Text metadata (labels, descriptions)
Graphs should not try to reproduce the labels/descriptions of entities from external sources. (While such reproduction is not inherently a problem for the FRINK Federated SPARQL endpoint, since duplicate triples are simply merged there, it can cause consistency issues when federating between graphs.)
Graphs may attach auxiliary information (e.g. the five predicates listed here whose names end with 'note') to such entities to clarify their use in those graphs; such notes must make clear to which graph they apply.
Re-expression of existing relationships
Graphs should not publish as part of their graphs triple data that is simply re-expressed from another external knowledge graph (e.g. using different equivalent classes, predicates, or string value representations). If a graph finds such re-expression desirable, then they may either provide the re-expressed information to the Fabric as a separate data store from the rest of the graph, or they may describe to the Fabric what needs to happen so that this re-expression may be performed by the Fabric themselves.

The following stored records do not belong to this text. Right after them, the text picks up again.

PR #956, opened 2017-11-15
Use only one file for capp page

RonaldDijkstra:
Cleaning goes on. 

- Reduces files used to basically build the same pages
- Reduces styling output because all capp pages now use capp-lms as body class instead of unique classes for the same styling per page
- Localizes the heros (that's where /capp-bilden differs from /capp-lms the most)
- Links language flags from /capp-bilden to /capp-lms instead of homepage
- Uses rel=alternate from /capp-bilden to /capp-lms


source/stylesheets/_capp.scss
```diff
@@ -1,6 +1,4 @@
-body.capp-lms,
-body.capp-bilden,
-body.capp-entwickeln {
+body.capp-lms {
```
sn3p: Nice, but could also use this on those pages. This way we don't have to manipulate the page classes:

```scss
.hero-capp-lms {
   // ...
}
```

sn3p: I think we should try to keep `page_classes` clear of page specific rules as much as possible.

Alternatives:

- Use frontmatter to append classes. The only problem is that we currently don't have the resource available in the helper.
- Had an idea to use `@extend` but I think this has the same output as we had before:

```scss
body.capp-lms {
  // ...
}

body.capp-bilden {
  @extend .capp-lms;
}

body.capp-entwickeln {
  @extend .capp-lms;
}
```

RonaldDijkstra: I'd like this in an issue, do it later and ship this PR to production.

RonaldDijkstra: #957

sn3p: Roger.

(An exception may be granted for information from Wikidata, given the abstractions in how data is represented there (e.g. by surfacing the types of entities as rdf:type in addition to wdt:P31), so long as the Fabric are notified in advance of these re-expressions.)

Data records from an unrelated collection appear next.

PR #972, opened 2017-11-22
Don't show capp-lms option on German demo request page

RonaldDijkstra:
And shorten a bit.


source/localizable/demo-aanvragen.html.erb
```diff
@@ -33,10 +33,9 @@ popup: false
         <% end %>
         <select name="product" id="demo-select">
           <option selected><%= t("form.product") %></option>
-          <% if root_locale == :nl || :en %>
+          <% if root_locale == (:en || :nl) %>
```
fatboypunk:
```ruby
(irb(main):001:0> (:nl || :en)
=> :nl
```

PR #994, opened 2017-12-05
Add Productsheet to Qualitaetspass 

DavidFritsch:
- [x] Add Qualitaetspass to downloads.yml
- [x] Add content
- [x] Update form


data/downloads.yml
```diff
@@ -16,3 +16,5 @@ capp_productsheet:
   en: "/pdf/Productsheet_CAPP.pdf" # REPLACE_LATER!
 kwaliteitsmonitor_productsheet:
   nl: "/pdf/Productsheet_Kwaliteitsmonitor.pdf"
+kwaliteitspaspoort_productsheet:
```
fatboypunk: i think this is redundant and can the next line can be pased right under 
```yml
kwaliteitsmonitor_productsheet:
  nl: "/pdf/Productsheet_Kwaliteitsmonitor.pdf"
```

fatboypunk: my mistake

PR #995, opened 2017-12-05
Update listing of KM on product index

RonaldDijkstra:
Right colors, white logo.


locales/nl.yml
```diff
@@ -281,6 +281,7 @@ nl:
       text_md: "Automatiseer het vinken"
       image: screenshots/hero-kwaliteitsmonitor.png
     logo: logos/kwaliteitsmonitor.png
```
fatboypunk: this is still being used on other pages?

RonaldDijkstra: Yes!

PR #999, opened 2017-12-06
Rake post

RonaldDijkstra:
'Stolen' from Defacto devblog just for fun. 
https://github.com/DefactoSoftware/devblog

Still needs a check if the required params title and lang are specified or abort.


fatboypunk:
Do we now need a yml with the authors?

RonaldDijkstra:
No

Redefinition of existing entities
Graphs should not try to redefine an external entity using the URI for that entity if there is no particularly compelling reason to do so. The Fabric expects the same entity that appears in multiple graphs to be referred to in much the same way, according to set forth best practices, for cross-graph consistency, clarity, and query performance.
If for whatever reason the Fabric allows the redefinition of a class of entities, those entities must all use a novel IRI prefix, the circumstances of this redefinition must be documented in the graph itself, and those entities must all be mapped (using one of the SKOS mapping relations) to their external equivalents.
Supplementation of existing entities
Graphs may ascribe new information to external entities if such information is not present elsewhere, either in the external source of those entities or in other Proto-OKN graphs.